Kuntilanak mengangguk. “Mereka tak lagi takut pada kita. Bahkan tawa kita dianggap bahan lelucon.”
“Benar,” sahut Genderuwo dengan suara bergemuruh. “Mereka hanya peduli pada layar kecil di tangan mereka. Dunia kita perlahan memudar.”
Pocong melompat sekali, mendesah. “Lalu, apa yang harus kita lakukan?”
Nyi Roro Kidul tersenyum tipis. “Kita harus menunjukkan bahwa kita masih ada. Bukan dengan menakuti, tapi dengan cara yang baru. Kita perlu menyusup ke dalam teknologi mereka, membuat mereka mengingat cerita-cerita kita melalui cara yang mereka pahami.”

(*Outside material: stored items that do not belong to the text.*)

PR #18934, opened 2026-01-19
ggml-cuda: enable cuda-graphs for `n-cpu-moe`

am17an:
Add piece-wise cuda graph for the multiple split case. Currently cuda graphs get disabled when there are splits as we only keep 1 cuda graph per device. Multiple updates with different sized splits/shapes triggers the disable. 
This PR adds a cuda graph per split (a split is keyed via the first node in the split)

Tested on 2x4090 and 1x 5090. My guess is the speed-up will much larger on windows due to high kernel-launch latency

| Model                               |   n_cpu_moe | Test   |   t/s 3d55846a5 |   t/s n-cpu-moe-piecewise |   Speedup |
|:------------------------------------|------------:|:-------|----------------:|--------------------------:|----------:|
| glm4moe 106B.A12B IQ4_XS - 4.25 bpw |           8 | tg128  |           60.84 |                     63.12 |      1.04 |
| glm4moe 106B.A12B IQ4_XS - 4.25 bpw |          16 | tg128  |           48.25 |                     50.75 |      1.05 |
| glm4moe 106B.A12B IQ4_XS - 4.25 bpw |          32 | tg128  |           32.84 |                     35.03 |      1.07 |
| glm4moe 106B.A12B IQ4_XS - 4.25 bpw |          64 | tg128  |           25.08 |                     27.49 |      1.10 |
| gpt-oss 120B MXFP4 MoE              |           8 | tg128  |           95.96 |                    100.93 |      1.05 |
| gpt-oss 120B MXFP4 MoE              |          16 | tg128  |           70.42 |                     75.44 |      1.07 |
| gpt-oss 120B MXFP4 MoE              |          32 | tg128  |           44.80 |                     48.47 |      1.08 |
| gpt-oss 120B MXFP4 MoE              |          64 | tg128  |           40.87 |                     44.90 |      1.10 |

### DIFF
--- a/ggml/src/ggml-cuda/ggml-cuda.cu
+++ b/ggml/src/ggml-cuda/ggml-cuda.cu
@@ -2964,18 +2964,25 @@ static bool ggml_cuda_graph_node_properties_match(ggml_tensor * node, ggml_cuda_
     return true;
 }
 
+static const void * ggml_cuda_graph_get_key(ggml_cgraph * cgraph) {
+    return cgraph->nodes[0];
+}
+
 static bool ggml_cuda_graph_update_required(ggml_backend_cuda_context * cuda_ctx, ggml_cgraph * cgraph) {
 
     bool res = false;
 
-    if (cuda_ctx->cuda_graph->instance == nullptr) {
+    const void * graph_key = ggml_cuda_graph_get_key(cgraph);
+    ggml_cuda_graph * graph = cuda_ctx->cuda_graph(graph_key);
+
+    if (graph->instance == nullptr) {
         res = true;
     }
 
     // Check if the graph size has changed
-    if (cuda_ctx->cuda_graph->props.size() != (size_t)cgraph->n_nodes + cgraph->n_leafs) {
+    if (graph->props.size() != (size_t)cgraph->n_nodes + cgraph->n_leafs) {
         res = true;
-        cuda_ctx->cuda_graph->props.resize(cgraph->n_nodes + cgraph->n_leafs);
+        graph->props.resize(cgraph->n_nodes + cgraph->n_leafs);
     }
 
     // Loop over nodes in GGML graph to determine if CUDA graph update is required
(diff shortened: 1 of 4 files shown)


DocShotgun:
Interesting. Does this also apply to manual `-ot` assignment of routed expert layers to CPU, or is it required to use `--n-cpu-moe`?

am17an:
It should work with `ot` as well (although I didn't test that)

jeffbolznv:
Is this just keyed by a pointer to a node? What happens if the pointer is freed and reused?

am17an:
Yes, that's ggml_tensor *. My understanding is that those pointers don't change during the course of a program. The underlying data and shapes can change

jeffbolznv:
I'm pretty sure you can allocate tensors and then reuse the memory to make new tensors and a new graph. It's even pretty likely to reuse the same pointers given how the tensors are allocated out of a ggml_context.

ggerganov:
Yeah, we don't have a good way atm to identify graphs robustly, atm.

Btw, although the node pointer is not robust and can fail as @jeffbolznv noted, do I understand correctly that we would still going to perform the "node properties" comparison. So even if the node pointer match is false-positive, the detailed "node properties" check would catch that?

Semua makhluk saling berpandangan. Sebuah ide baru lahir malam itu, di tengah kabut hutan yang menyelimuti mereka. Mereka tak lagi hanya menjadi bayang-bayang di sudut malam, tetapi legenda yang siap bangkit kembali di dunia modern, membawa pesan lama dengan cara yang baru.
Dan malam itu, kabut semakin tebal, membawa pergi para makhluk gaib ke dunia mereka masing-masing, sementara hutan tua itu kembali sunyi, seolah tak pernah terjadi apa-apa.